━━━━━ GIVEN INFORMATION

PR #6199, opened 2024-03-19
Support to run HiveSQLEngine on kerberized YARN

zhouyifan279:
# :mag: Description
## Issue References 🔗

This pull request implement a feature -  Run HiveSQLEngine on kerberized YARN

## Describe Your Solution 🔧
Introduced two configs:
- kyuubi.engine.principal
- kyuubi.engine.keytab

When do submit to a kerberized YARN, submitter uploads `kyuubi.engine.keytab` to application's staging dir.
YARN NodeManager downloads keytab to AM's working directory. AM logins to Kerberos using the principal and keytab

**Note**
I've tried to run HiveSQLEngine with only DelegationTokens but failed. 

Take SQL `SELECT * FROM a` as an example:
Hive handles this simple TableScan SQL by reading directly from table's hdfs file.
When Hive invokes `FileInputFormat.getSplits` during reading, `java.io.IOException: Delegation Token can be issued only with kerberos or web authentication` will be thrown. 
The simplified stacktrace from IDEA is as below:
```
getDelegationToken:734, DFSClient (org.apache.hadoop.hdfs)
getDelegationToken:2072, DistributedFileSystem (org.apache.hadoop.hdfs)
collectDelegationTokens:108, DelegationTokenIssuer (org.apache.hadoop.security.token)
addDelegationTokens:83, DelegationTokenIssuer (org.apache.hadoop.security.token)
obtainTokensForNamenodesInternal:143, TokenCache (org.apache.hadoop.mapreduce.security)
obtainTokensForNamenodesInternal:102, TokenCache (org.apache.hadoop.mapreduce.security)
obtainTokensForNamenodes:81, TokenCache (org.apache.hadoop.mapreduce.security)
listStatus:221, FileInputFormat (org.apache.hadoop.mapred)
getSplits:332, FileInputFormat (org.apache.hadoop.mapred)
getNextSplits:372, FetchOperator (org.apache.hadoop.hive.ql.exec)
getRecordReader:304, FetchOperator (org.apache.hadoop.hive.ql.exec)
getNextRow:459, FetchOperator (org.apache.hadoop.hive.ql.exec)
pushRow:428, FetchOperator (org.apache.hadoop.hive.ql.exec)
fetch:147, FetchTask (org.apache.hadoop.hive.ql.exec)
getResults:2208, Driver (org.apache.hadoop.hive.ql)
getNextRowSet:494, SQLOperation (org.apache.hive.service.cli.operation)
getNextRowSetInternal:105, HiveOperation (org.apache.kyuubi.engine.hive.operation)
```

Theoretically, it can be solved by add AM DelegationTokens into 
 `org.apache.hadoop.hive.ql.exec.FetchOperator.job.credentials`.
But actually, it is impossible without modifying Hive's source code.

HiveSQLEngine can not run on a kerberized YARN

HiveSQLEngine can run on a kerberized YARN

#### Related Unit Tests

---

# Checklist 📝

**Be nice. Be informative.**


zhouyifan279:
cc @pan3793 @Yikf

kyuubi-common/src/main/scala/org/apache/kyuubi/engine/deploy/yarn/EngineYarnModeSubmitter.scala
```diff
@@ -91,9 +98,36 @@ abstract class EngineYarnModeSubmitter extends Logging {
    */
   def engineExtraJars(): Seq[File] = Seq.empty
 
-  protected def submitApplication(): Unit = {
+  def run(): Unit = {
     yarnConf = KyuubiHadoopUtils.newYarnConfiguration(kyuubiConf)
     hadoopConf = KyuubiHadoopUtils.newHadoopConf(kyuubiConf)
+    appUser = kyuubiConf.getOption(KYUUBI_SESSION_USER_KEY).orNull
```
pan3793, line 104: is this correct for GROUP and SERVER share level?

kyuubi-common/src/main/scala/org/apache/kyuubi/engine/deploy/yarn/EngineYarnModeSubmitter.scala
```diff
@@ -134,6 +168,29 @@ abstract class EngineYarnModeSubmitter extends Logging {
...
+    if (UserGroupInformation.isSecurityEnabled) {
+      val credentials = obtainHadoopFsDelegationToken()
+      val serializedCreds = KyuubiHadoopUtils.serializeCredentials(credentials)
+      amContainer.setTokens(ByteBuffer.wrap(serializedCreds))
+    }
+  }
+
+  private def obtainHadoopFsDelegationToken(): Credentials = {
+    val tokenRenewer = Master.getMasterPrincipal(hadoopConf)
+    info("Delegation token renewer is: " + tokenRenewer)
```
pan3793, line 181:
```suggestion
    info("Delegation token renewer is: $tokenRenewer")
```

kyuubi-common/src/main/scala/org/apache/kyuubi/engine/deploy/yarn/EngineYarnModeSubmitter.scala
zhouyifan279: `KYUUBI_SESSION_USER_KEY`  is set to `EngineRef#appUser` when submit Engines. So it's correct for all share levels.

━━━━━━━━━━

▶ WORK ORDER: From the entries, copy every line in which the word "DelegationTokenIssuer" occurs.

▶ RESPONSE FOR THIS EXERCISE:
collectDelegationTokens:108, DelegationTokenIssuer (org.apache.hadoop.security.token)
addDelegationTokens:83, DelegationTokenIssuer (org.apache.hadoop.security.token)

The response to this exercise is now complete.